Inheriting SAS jobs that are held together with duct tape and bubble gum
A plumber gets a call from two different customers, both need help with a leaky pipe. The plumber gets to the first house, goes into the basement finds the pipe that’s leaking just needs to be tightened, but other than that the plumbing is in perfect condition.
When the plumber arrives at the second house, in the basement all of the pipes are held together with duct tape, bubble gum and cloth rags. The plumber informs the customer the entire plumbing needs to be ripped out and redone.
Both customers have the exact same problem, a leaky pipe. The first job costs $50 bucks and takes 10 minutes to fix. For the second job, the plumber creates a quote for tens of thousands of dollars to replace all of the pipes.
What’s does plumbing have to do with Data??

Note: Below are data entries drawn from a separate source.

PR #1197, opened 2022-06-17
done

k0nstrukt-or:


src/convertToObject.js
```diff
@@ -3,16 +3,27 @@
...
  *
  * @param {string} sourceString
  *
  * @return {object}
  */
 function convertToObject(sourceString) {
-  // write your code here
+  const styles = sourceString.split(';').map(item => item.split(':'))
+    .filter(element => element.length > 1)
+    .map(property => ([property[0].trim(), property[1].trim()]));
```
illiarerun, line 19: let's use proper indents for chained methods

I know you’re thinking, why the heck are you talking about plumbing? I came here to learn about data, not plumbing. It’s weird I know… but I love analogies and metaphors, it’s why my favorite song writer is Paul Westerberg. As I continue to work with people that are in the process of modernizing old SAS, SQL or MS Access projects, I keep coming back to this metaphor of duct tape and bubble gum.
Here’s a common scenario: You get a new role at your organization. As a result, you inherit a pre existing SAS job. There are 2 ways this can go:
#1: The SAS code was built by a very skilled developer and they left detailed notes on how the program code works.

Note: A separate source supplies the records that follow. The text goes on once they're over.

PR #1205, opened 2022-06-18
Solution

yanaost:


src/convertToObject.js
```diff
@@ -3,16 +3,31 @@
...
+ * an exampl in [test file](./convertToObject.test.js))
  *
  * @param {string} sourceString
  *
  * @return {object}
  */
 function convertToObject(sourceString) {
-  // write your code here
+  const sourceArray
+    = sourceString.split(';').filter(el => el.indexOf(':') !== -1);
```
omelika, line 18: this string is long and better to use indentation as in a checklist 4

omelika (changes requested):
Good solution! only one thing from the checklist

omelika (approved):
super!

src/convertToObject.js
```diff
@@ -3,16 +3,34 @@
...
+    .split(';')
+    .filter(el => el.indexOf(':') !== -1);
+  const finObj = {};
+
+  sourceArray.map(callback);
+
+  function callback(element) {
+    const clearElement = element
+      .replace(' ', '')
+      .replace('\n', '');
```
illiarerun, line 27: what if there are more then  1 whitespace or `\n` - line break? there is a function to `trim` such values`

src/convertToObject.js
```diff
@@ -3,16 +3,34 @@
...
 function convertToObject(sourceString) {
-  // write your code here
+  const sourceArray = sourceString
+    .split(';')
+    .filter(el => el.indexOf(':') !== -1);
+  const finObj = {};
+
+  sourceArray.map(callback);
+
+  function callback(element) {
```
illiarerun, line 24: it's weird that you're declaring callback after it's call, and do both things inside 1 function. Either move method out of your `converToObject` func or make it a function `expression` and call it after

src/convertToObject.test.js
```diff
@@ -37,7 +37,7 @@ test('Convert string to object', () => {
     .toEqual(EXPECTED_OBJECT);
 });
 
-test('Object should have same count of keys as styles in css', () => {
+test.only('Object should have same count of keys as styles in css', () => {
```
illiarerun, line 40: Don't change tests
```suggestion
test('Object should have same count of keys as styles in css', () => {
```

illiarerun (changes requested):
GJ, let's work on fixes:

src/convertToObject.test.js
yanaost: @illiarerun just forgot to delete(

src/convertToObject.js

#2: The code doesn’t make a lot of sense and over time has become slower to execute on growing data volumes. You ask your colleagues about the project and nobody knows anything about it. It turns out it was created about 10 years ago by some guy named Bob. Also, Bob deleted his Facebook page, threw his phone in the trash, moved to an island somewhere in the Pacific and nobody’s heard from him since.
If there is a problem with the downstream reporting in either scenario above, with #1 it can be an easy fix. With #2 you might as well rebuild from scratch. Does the metaphor begin to make sense now?
How can Trifacta help?
Trifacta is a data preparation platform that utilizes visualization and intelligent guidance powered by machine learning to accelerate how data is prepared for analytics or reporting. Because you interact with the data in real time with your mouse, you don’t need to learn any new code in order to prepare it. Also, because each preparation step is recorded in natural language, it’s very easy for someone new to step in and understand exactly what is happening in a workflow. There is also the ability to add comments to provide more context to anyone who may pick up the project after you. Here’s an example of a Trifacta recipe with four different steps:
Let’s compare SAS code to Trifacta recipes. In the example below, both SAS and Trifacta are removing blank values from 2 columns (var1 and var2) and then combining those columns together. The SAS code on the left is exactly what you’d expect, it looks like coding language and is understandable if you are proficient in SAS. The Trifacta Recipe on the right is logged in natural language, but accomplishes the same result. Almost anyone would be able to open this recipe and see what the steps in Trifacta are doing.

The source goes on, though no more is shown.